In diesen Tagen soll der Versuch, das Flaggschiff der deutschen Publizistik nach links zu drehen, offenbar wiederholt werden. Die nach dem Rauswurf von Aust eingesetzte Zweimannspitze ist abgesetzt worden. Vordergründig geht es um die Auflagezahlen und Verkaufserlöse aus der Anzeigenwerbung. Untergründig geht es um die Macht. Rückt der SPIEGEL wieder nach links?

Die Frage ist nur, ob der SPIEGEL je links war. Das Nachrichtenmagazin, für das Augstein von den Engländern noch während der Besatzungszeit eine Lizenz erhalten hatte, nach dem Vorbild von „Time“ mit einer reichlichen Portion verbalem Zynismus und Oberschichten-Humor (mit einem Schuß Massenverachtung) ausgestattet, beim bürgerlichen Leserpublikum der Nachkriegszeit bald sehr beliebt. Den SPIEGEL zu lesen gehörte jeden Montagmorgen zum guten Ton bei Intellektuellen und Halbintellektuellen vom Dorfschulmeister bis zum Generaldirektor. Man war immer dagegen, und das war schick. Links im Sinne von sozialdemokratisch oder gar kommunistenfreundlich war das Blatt nie. Bei der Opposition gegen die Adenauer- und Erhard-Regierung, war es mit seinem, ebenfalls ungeniert von „Time“ übernommenen, flapsigen SPIEGEL-Stil, durch seinen Kampf mit Akten und Fakten gegen eingebildete Autorität und Machtwillkür allen voran. Über den kommunistischen Teil des Landes machte man sich lustig. Das Ulbricht-Regime und seine Nachfolger waren geradezu ideale Objekte für bissigen Hohn und Spott, und das Blatt war dem Regime denn auch zutiefst verhasst. Jedes einzelne Exemplar wurde an der Grenze als feindliche Hetze eingezogen – und sogleich von den Grenzkontrolleuren – gern gelesen.

Weil das Blatt bald zum bevorzugten Werbeträger, ja geradezu zum Pflichtorgan für die Industrie und Konsumgüter-Werbung geworden war, konnte es flächendeckenden wirtschaftlichen Murks des „ersten deutschen Arbeiter und Bauernstaats“ nicht ignorieren – auch dann nicht mehr, als die Bundesrepublik Deutschland in die Hände der SPD oder SPD-Koalitionen fiel, die blauäugig oder böswillig, – das wurde noch nie richtig untersucht – den „Wandel durch Annäherung“ an ein Terror-Regime erprobte.

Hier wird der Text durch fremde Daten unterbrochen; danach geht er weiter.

PR #109, opened 2019-04-17
Lo(w)ess regression

tsuhina:
Updates from the previous pull:
- tests have been added
- code has been cleaned up
- docstrings added
- example notebook and .gif file added (for illustrative purposes)
- added weighted regression (None or euclidean)


tests/test_estimators/test_loess.py
```diff
@@ -0,0 +1,120 @@
+import numpy as np
+import pytest
+from sklearn.pipeline import Pipeline
+
+from sklego.linear import LoessRegressor
+
+
+def test_loessregressor_init_normal():
```
koaning: what is this test testing that isn't tested by other tests?

tests/test_estimators/test_loess.py
```diff
@@ -0,0 +1,120 @@
...
+
+def test_loessregressor_in_pipeline():
+    """
+    Check the LoessRegressor doesn't break an sklearn pipeline object in calling fit and predict
+    methods and returns expected values
+    """
+
+    model = LoessRegressor(span=0.5)
+
+    pipeline = Pipeline([('loess', model)])
```
koaning: might be good to make a test where you don't just test the pipeline but also the gridsearch.

sklego/linear.py
```diff
@@ -0,0 +1,140 @@
...
+            y = self.ys[idx_window]
+
+            weights = self._create_weights(x, X)
+            model = LinearRegression().fit(X, y, sample_weight=weights)
+
+            y_pred = np.append(y_pred, model.predict(x.reshape(-1, 1)))
+
+        if with_indices:
+            return y_pred, indices
+        else:
```
koaning: the else seems verbose.

sklego/linear.py
```diff
@@ -0,0 +1,140 @@
...
+            if with_indices:
+                indices.append(idx_window)
+
+            X = self.xs[idx_window].reshape(-1, 1)
+            y = self.ys[idx_window]
+
+            weights = self._create_weights(x, X)
+            model = LinearRegression().fit(X, y, sample_weight=weights)
+
+            y_pred = np.append(y_pred, model.predict(x.reshape(-1, 1)))
```
koaning: it is more performant not to append. instead it might be better to initialise an array with zeros and then fill the values by assignment.

sklego/linear.py
```diff
@@ -0,0 +1,140 @@
...
+
+    """
+
+    def __init__(self, weighting_method: Union[str, None] = None, span: float = .1):
+        super().__init__()
+
+        self._check_init_inputs(weighting_method, span)
+
+        self.weighting_method = weighting_method
+        self.span = span
```
koaning: might be good to have something like `self.allowed_weighting_methods` to confirm which methods are allowed.

sklego/linear.py
```diff
@@ -0,0 +1,140 @@
...
+        :param weighting_method: String id of the weighting method to be used. Should be 'euclidean'
+            or 'equal'.
+        :param span: Float in (0,1]. Sets the fraction of data to use for making local predictions.
+            If 1, the full training data set is used.
+        """
+
+        if not 0 < span <= 1:
+            raise ValueError("Span should be larger than 0 and smaller or equal to 1")
+
+        expected_weighting_methods = ['euclidean', None]
```
koaning: why not add this to `self`?

koaning: also, why is `None` a setting?

sklego/linear.py
```diff
@@ -0,0 +1,140 @@
...
+        the given point x. The size of the returned set of indices is determined
+        by the span setting.
+
+        :param x: data point to find closest points to
+        :return: List of indices of the data points closest to the requested point
+        """
+
+        n_points = int(len(self.xs) * self.span)
+
+        knn = NearestNeighbors(n_neighbors=n_points).fit(self.xs.reshape(-1, 1))
```
koaning: training a `NearestNeighbor` here to make a selection seems like a very expensive way to calculate the distances. why not use `scipy.distance`?

sklego/linear.py
```diff
@@ -0,0 +1,140 @@
...
+    def __init__(self, weighting_method: Union[str, None] = None, span: float = .1):
+        super().__init__()
+
+        self._check_init_inputs(weighting_method, span)
+
+        self.weighting_method = weighting_method
+        self.span = span
+        self.xs = None
+        self.ys = None
+        self.dim_ = None
```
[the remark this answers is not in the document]
dvanamstel: The value is set in the predict function and used for the "check_is_fitted" function inside the predict function. Using this "check_is_fitted" has been done in order to stay close to how sklearn does things.

tests/test_estimators/test_loess.py
dvanamstel: It was included to -only- test that initialization goes as expected, following the philosophy of testing one thing only per test.

 Using the .fit to actually check it was a bit ugly, modified it to just asserting initializing with a valid span works.

sklego/linear.py
dvanamstel: Check

sklego/linear.py
dvanamstel: Check

sklego/linear.py
```diff
@@ -0,0 +1,140 @@
...
+from sklearn.neighbors import NearestNeighbors
+from sklearn.utils import check_X_y
+from sklearn.utils import check_array
+from sklearn.utils.validation import FLOAT_DTYPES
+from sklearn.utils.validation import check_is_fitted
+
+
+class LoessRegressor(BaseEstimator, RegressorMixin):
+    """
+    Lo(w)ess regressor.
```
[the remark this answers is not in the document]
dvanamstel: Check

sklego/linear.py
dvanamstel: Changed 'None' to 'unweighted' to make it more clear that will make the algorithm not use any weights.

sklego/linear.py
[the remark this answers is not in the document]
koaning: check as in, it is taken care of, or check as in, agreed that this needs to be done?

sklego/linear.py
dvanamstel: Updated to using scope's KDTree as the indices are required.

sklego/linear.py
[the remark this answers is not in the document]
dvanamstel: Both: agreeing and taking care of it.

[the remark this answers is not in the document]
dvanamstel: @koaning : I've updated the code and created a PR in Tomi's repo so that he can have a look as well before we update the PR to sklego.

koaning:
be aware of the merge conflict by the way.

dvanamstel:
@koaning: With the extended absence of Tomi I went ahead and reviewed my own code. Hope you like the changes!

sklego/linear_model.py
```diff
@@ -64,3 +73,126 @@ def predict(self, X):
         X = check_array(X, estimator=self, dtype=FLOAT_DTYPES)
         check_is_fitted(self, ['coefs_'])
         return np.dot(X, self.coefs_)
+
+
+class LoessRegressor(BaseEstimator, RegressorMixin):
+    """
```
koaning: this description can be moved to the `__init__` with an explainer of all the settings

tests/test_estimators/test_loess.py
```diff
@@ -0,0 +1,118 @@
+import numpy as np
+import pytest
+from sklearn.pipeline import Pipeline
+
+from sklego.linear_model import LoessRegressor
+
```
koaning: you might want to . check how we test other methods... we use sklearns testing methods as well as our own.

sklego/linear_model.py
```diff
@@ -64,3 +73,126 @@ def predict(self, X):
...
+        self.available_weighting_methods = ['euclidean', 'unweighted']
+
+        super().__init__()
+        self._check_init_inputs(weighting_method, span)
+        self.weighting_method = weighting_method
+        self.span = span
+        self.xs = None
+        self.ys = None
+        self.dim_ = None
+        self.logger = logging.getLogger(__name__)
```
koaning: are you using the logger anywhere?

Solange, bis das System buchstäblich am Ende war, trotz des von Strauß erwirkten Kredits von 1 Milliarde DM.

Es kam, wie es kommen mußte, es kam die Wiedervereinigung. Zehn gute Jahre für den SPIEGEL, der trotz Freude über die Einheit Deutschlands genug Haare in der Suppe fand, um seine kleinen Bosheiten und großen Enthüllungen auf den Markt zu bringen. Treuhand und kein Ende. Der SPIEGEL blieb witzig, zynisch und regierungskritisch.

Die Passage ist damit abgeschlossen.